By Nicole Montesano • Staff Writer • 

Modified dish suits the season

I had something of a revelation recently, when I realized I didn’t, actually, need to find a whole new recipe for shepherd’s pie to replace my favorite Mollie Katzen recipe, in order to accommodate winter vegetables.

I just needed to use different vegetables.

After more than 25 years of cooking, you’d have thought this would be obvious. But, no.

Katzen calls for eggplant, which is out of season, mushrooms and onions. But leaving out the eggplant and substituting a mixture of turnips, carrots and chard stems — the items I happened to have in the refrigerator — worked beautifully.

Moral: stew or hash covered with crust or mashed potatoes is just plain delicious, whatever vegetables find their way into it. It’s a great way to make a simple dish into something special.

Katzen also called for parsley and chives in the mashed potato topping. Lacking any chives, I put in some minced rosemary and parsley, and made a note to remember to do that again; it was wonderful.

It’s the time of year when we simultaneously want hearty, comforting meals and are often short on time, so it’s a good time for casseroles and soups that will last a few days.

Also, eating plenty of really tasty, nutritious meals leaves you with less room for filling up on eggnog and cookies, and more likely to just nibble a bit.

As someone trying to avoid eating much sugar, this time of year poses difficulties; I love to bake. And Christmas just cries out for baking. Fruitcake, cookies, minted nuts, pie – oh, dear. That doesn’t look much like moderation, even if much of it does get shipped off in boxes.

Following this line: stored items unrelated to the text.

PR #573, opened 2019-04-05
Remove the root mount from controller, pbench-agent templates

chaitanyaenr:
The reason for having the / volume mount was to be able to get info
about the pvc's but it will replace the existing contents of the
pod which is not the intended behavior.We can achieve the same
by mounting /var/lib/kubelet/pods.


chaitanyaenr:
@akrzos PTAL.

akrzos:
I tested the change earlier in the week as well and it ran great.

PR #366, opened 2022-03-24
fix: after_matrix_scan when board is the target

Boot-Error:


kdb424:
Thanks for the PR. Clean and simple fix! Really appreciate the follow up on that.

kdb424 (approved):

Issue #224, opened 2021-08-13
Convert RGB to use adafruit_fancyled


kdb424:
https://learn.adafruit.com/fancyled-library-for-circuitpython/install-software
This would offload a lot of HSV calculations into C, which would be much less intensive on the controller, as well as making new effects easier.

xs5871:
I conducted a scientifically questionable speed comparison: The current KMK implementation for hsv/rgb conversion is about 5.5 times faster than adafruit_fancyled, and 3 times faster than adafruit_fancyled converted to integer arithmetic.
example:
```python
for i in range(1000):
    CRGB(CHSV(i, 255, 255))
```

Some of that slowness is due to the fact that adafruit_fancyled creates new objects for every conversion. If the CHSV object is not re-initialized, and only converted to CRGB, KMK is only 2 times faster than adafruit_fancyled.
example:
```python
c = CHSV(0, 255, 255)
for i in range(1000):
    c.hue = i
    CRGB(c)
```

however... if i take my dodgy fancyled-but-integer-only conversion, and use it in a conversion function instead of instantiating a class, it turns out to be twice as fast the current KMK one. It still has the occasional of-by-one rounding error, but that should be fixable.

PR #367, opened 2022-03-24
Enhancement rgb

xs5871:
relates to #224. Implements:
- use common clamping function in incrementing/decrementing methods
- faster HSV to RGB conversion
- make neopixel lib only necessery for default pixelbuffer

HSV domain has been changed from [0-360, 0-100, 0-100] to [0-255, 0-255, 0-255]. Makes the math easier and faster for 16 bit fixed point calculations.

### DIFF
--- a/kmk/extensions/rgb.py
+++ b/kmk/extensions/rgb.py
@@ -6,6 +6,8 @@ from kmk.extensions import Extension
 from kmk.handlers.stock import passthrough as handler_passthrough
 from kmk.keys import make_key
 from kmk.kmktime import PeriodicTimer
+from kmk.utils import clamp
+
 
 rgb_config = {}
 
@@ -321,10 +323,7 @@ class RGB(Extension):
         if step is None:
             step = self.sat_step
 
-        if self.sat + step >= 100:
-            self.sat = 100
-        else:
-            self.sat += step
+        self.sat = clamp(self.sat + step, 0, 100)
 
         if self._check_update():
             self._do_update()
@@ -337,10 +336,7 @@ class RGB(Extension):
         if step is None:
             step = self.sat_step
 
-        if (self.sat - step) <= 0:
-            self.sat = 0
-        else:
-            self.sat -= step
+        self.sat = clamp(self.sat - step, 0, 100)
 
         if self._check_update():
             self._do_update()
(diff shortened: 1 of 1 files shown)


kdb424:
While I love most of this, I do wonder if we are going to lose any actually noticeable range of RGB by clamping to 255 instead of 360 that gets lost. I like the perf that we gain, but would like to see if anyone else notices, or misses that extra colour range (mostly in hue, not sat/val)

xs5871:
That is a fair point and something I considered.
The missing color resolution isn't really humanly noticeable for static colors, especially since common RGB LEDs aren't that color accurate anyway and we're not dealing with color accurate print media, for example. Jumps in brightness are much more noticable (from a perception point of view), and we'll have some rounding errors some way or another, if we don't want to use floats. Unless we use at least 24 bits for each axis, but I think that's overkill for our use. Value and Saturation have a higher impact than Hue on smooth color transitions as soon as they aren't at 100%.
The [255, 255, 255] range is standard/common for embedded systems, so that's what I went with.

kdb424:
Purely anecdotal, but without the PR, I noticed a wide range of blue, but the red range felt insanely shallow if that makes sense. I haven't tested this on hardware yet, but on the swirl animation, this was very noticeable. I'll be sure to test on real hardware and give in a look. I agree that resolution doesn't have to be hyper accurate, but seeing that some things already felt compressed, I had the jerk reaction. I'm sure it's something you tested though already, and you have proven to know what you are doing. Once I get a chance to test on hardware, code looks clean. I'll try to have it merged by end of weekend at the latest.

xs5871:
The "original" KMK implementation didn't use the full range of 255 values for each RGB channel, but capped out at 100. I only noticed it because of the refactor and assumed that was an oversight. The non-linearity of neopixels and absence of any kind of gamma correction may very well result in the effect you describe. The apparent brightness of the red and green channel of WS2818 is much, much less than the blue one; even more so if you turn down the brightness.

kdb424:
Well that explains a lot. I won't lie, I wrote that HSV to RGB after learning the math, noticed it mostly worked, and shipped it. Sounds like you didn't remove any functionality then over my flawed implementation. Code looks clean, and that checks out. Merging.

kdb424 (approved):

PR #374, opened 2022-03-31
Allow passing user-defined MPY_SOURCES and MPY_CROSS to make

xs5871:
It's not unlikely to have multiple mpy-cross binaries on a system, so it makes sense to let user choose one.
Customizable MPY_SOURCES let me compile board specific files or external libraries as well.


kdb424:
Good catch

PR #375, opened 2022-03-31
implement stricter and more consistent timeouts.

xs5871:
- stricter timeouts: Instead of adding an entire millisecond, use a list
  of timeouts that are supposed to be handled on the same tick. This
  reduces the delay between target tick and actual tick, especially for
  many timeouts issued to the same tick, i.e. combos.
- consistent timeouts: Timeouts are now guaranteed to be handled in the
  order they were issued. Timer rollover is handled properly.

caveat / change to the interface: the returned `timeout_key` is a tuple
of the target timeout tick and the index of the timeout at that tick.

### DIFF
--- a/kmk/kmk_keyboard.py
+++ b/kmk/kmk_keyboard.py
@@ -3,6 +3,7 @@ from supervisor import ticks_ms
 from kmk.consts import KMK_RELEASE, UnicodeMode
 from kmk.hid import BLEHID, USBHID, AbstractHID, HIDModes
 from kmk.keys import KC
+from kmk.kmktime import ticks_add, ticks_diff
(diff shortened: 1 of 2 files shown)


kdb424 (approved):
Looks clean, and I like the functionality. Solid.

kdb424:
Looks like this broke the tests for combos in `tests/test_combos.py", line 34, in test_basic_kmk_keyboard`. I didn't catch that before merge, but running `make test` locally on master shows what's broken. Can we resolve that in a followup?

xs5871:
Yes, I already pin-pointed the issue. Will provide a fix ASAP.

PR #376, opened 2022-04-01
fix failing unit test.

xs5871:
During timeout processing, cancelations have to take immediate effect,
but new 0-delay timeouts have to be moved to the next cycle.


kdb424 (approved):
Thanks for the really swift fix!

PR #380, opened 2022-04-05
add `None` to account for no encoder button in encoder docs

funkfinger:
I had to dig through the code to find out what to do... adding it to the docs...


xs5871:
That checks out. Thanks.

xs5871 (approved):

kdb424 (approved):

PR #382, opened 2022-04-05
Fix WinCompose usage

sparksThefire:
WinCompose requires the `enter` key to be typed at the end of a special unicode character. In order to help print emojis and emoticons in a windows environment, I have added the enter key to the Windows compose unicode sequence method. I have tested this with my local keyboard.


klardotsh (approved):
awesome, thank you, glad this worked out!

PR #383, opened 2022-04-08
caps word implementation

masiullah:
This is a similar feature available in some of the forks of qmk allowing to break out of caps lock if you type keys that break the word
Please review and provide feedback if this is in the correct direction
This is my first contribution as I am learning Python and experimenting with the kb2040 I got recently

### DIFF
--- a/kmk/modules/capsword.py
+++ b/kmk/modules/capsword.py
@@ -1,0 +1,98 @@
+from kmk.keys import KC, ModifierKey, make_key
+from kmk.modules import Module
+
+
+class CapsWord(Module):
+    # default timeout is 8000
+    # alphabets, numbers and few more keys will not disable capsword
+    def __init__(self, timeout=8000):
+        self.alphabets = range(KC.A.code, KC.Z.code)
+        self.numbers = range(KC.N1.code, KC.N0.code)
+        self.keys_ignored = (
+            KC.MINS,
+            KC.BSPC,
+            KC.UNDS,
+        )
+        self._timeout_key = False
+        self._cw_active = False
+        self.timeout = timeout
+        make_key(
+            names=(
+                'CAPSWORD',
+                'CW',
+            ),
+        )
+
+    def during_bootup(self, keyboard):
+        return
+
+    def matrix_detected_press(self, keyboard):
+        return keyboard.matrix_update is None
+
+    def before_matrix_scan(self, keyboard):
+        return
+
+    def process_key(self, keyboard, key, is_pressed, int_coord):
+        if self._cw_active and key != KC.CW:
+            continue_cw = False
+            # capitalize alphabets
+            if key.code in self.alphabets:
+                continue_cw = True
+                keyboard.process_key(KC.LSFT, is_pressed)
+            elif (
+                key.code in self.numbers
+                or isinstance(key, ModifierKey)
+                or key in self.keys_ignored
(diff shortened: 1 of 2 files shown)


kdb424:
I like this functionality, and want to hear what one of our reviewers says about the code, but from a glance, I think this looks fairly good!

kmk/modules/capsword.py
```diff
@@ -0,0 +1,98 @@
...
+
+        # enables/disables capsword
+        if key == KC.CW and is_pressed:
+            if not self._cw_active:
+                self._cw_active = True
+                self.discard_timeout(keyboard)
+                self.request_timeout(keyboard)
+            else:
+                self.discard_timeout(keyboard)
+                self.process_timeout()
```
xs5871, line 65: This should go in the `KC.CW.on_press` handler.

kmk/modules/capsword.py
```diff
@@ -0,0 +1,98 @@
...
+            continue_cw = False
+            # capitalize alphabets
+            if key.code in self.alphabets:
+                continue_cw = True
+                keyboard.process_key(KC.LSFT, is_pressed)
+            elif (
+                key.code in self.numbers
+                or isinstance(key, ModifierKey)
+                or key in self.keys_ignored
+                or key.code >= 1000  # user defined keys are also ignored
```
xs5871, line 46:
```suggestion
                or key.code >= FIRST_KMK_INTERNAL_KEY  # user defined keys are also ignored
```
for consistency: let's reference magic numbers by name.

kmk/modules/capsword.py
```diff
@@ -0,0 +1,98 @@
...
+                'CAPSWORD',
+                'CW',
+            ),
+        )
+
+    def during_bootup(self, keyboard):
+        return
+
+    def matrix_detected_press(self, keyboard):
+        return keyboard.matrix_update is None
```
xs5871, line 30: This method is never used.

xs5871 (commented):
I've got some comments, nothing major.
Docs would be nice at some point, of course.
I'm almost certain I could break it with the right unit-test, but that's a bridge we can cross when there are complaints, to be honest.

kmk/modules/capsword.py
masiullah: Sure, will definitely

kmk/modules/capsword.py
masiullah: I will remove this method

kmk/modules/capsword.py
masiullah: I will move this to the handler

masiullah:
> I've got some comments, nothing major. Docs would be nice at some point, of course. I'm almost certain I could break it with the right unit-test, but that's a bridge we can cross when there are complaints, to be honest.

I would also want to do unit test cases from the computer. Is there any doc or guidance available that can help me perform those UT cases

xs5871:
There's pretty much no documentation, and be warned, the unit test code is very bare bones.
Tests are under `tests/`. You can take a look at the `test_*.py` files for reference and run them with `make unit-tests`.
I wouldn't mind approving the PR without a unit test for now. You can always submit it later.

masiullah:
Please review and let me know your thoughts

xs5871 (approved):

kdb424 (approved):

kdb424:
Merging based on a passed review.

PR #373, opened 2022-03-31
Fix direct GPIO scanner for split keyboards

levpopov:
https://github.com/KMKfw/kmk_firmware/issues/372

PR #388, opened 2022-04-10
Enhancement default scanner

xs5871:
Makes `keypad.KeyMatrix` the default scanner; depends on #373 to work with splits.
The PR has to be rebased, once #373 is merged. I'll mark it ready for review once that's done.


xs5871:
We can leave this open for a bit, it's *technically* a breaking change.
I'd also appreciate confirmation from a split user that everything is in order.

kdb424 (approved):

It’s taken years to develop better habits, and the will to eat only a couple of very thin slices of homemade fruitcake, not several thick slices. A taste of a cookie; not a whole one. And so forth. Also, I’ve learned to cut back on the amount of sugar that goes into the recipe in the first place, and to calculate the number of grams per serving. Sounds dreary, but it really isn’t. Allowing myself so many grams per day feels much more luxurious than the previous strategy of denying myself any at all.

Sugar issues aside, cooking in December can be a lot of fun; there are so many tasty things to make. The baking, of course, can be sheer delight, especially if there are family heritage recipes to make.

Popcorn is an inexpensive, fun and sugar-free treat, albeit often a buttery, salty one.

And even cooking meals offers lovely possibilities for making wonderful family memories; homemade pizza or raviolis, for example, can make a celebration out of anything.

Shepherd’s pie or barley vegetable soup is just the thing to come home to when you’re tired and cold. A hearty plate of spaghetti with sausage and steamed or roasted broccoli can warm you right down to your toes.

Happy holidays. May they be filled with family, friends, warmth and good meals.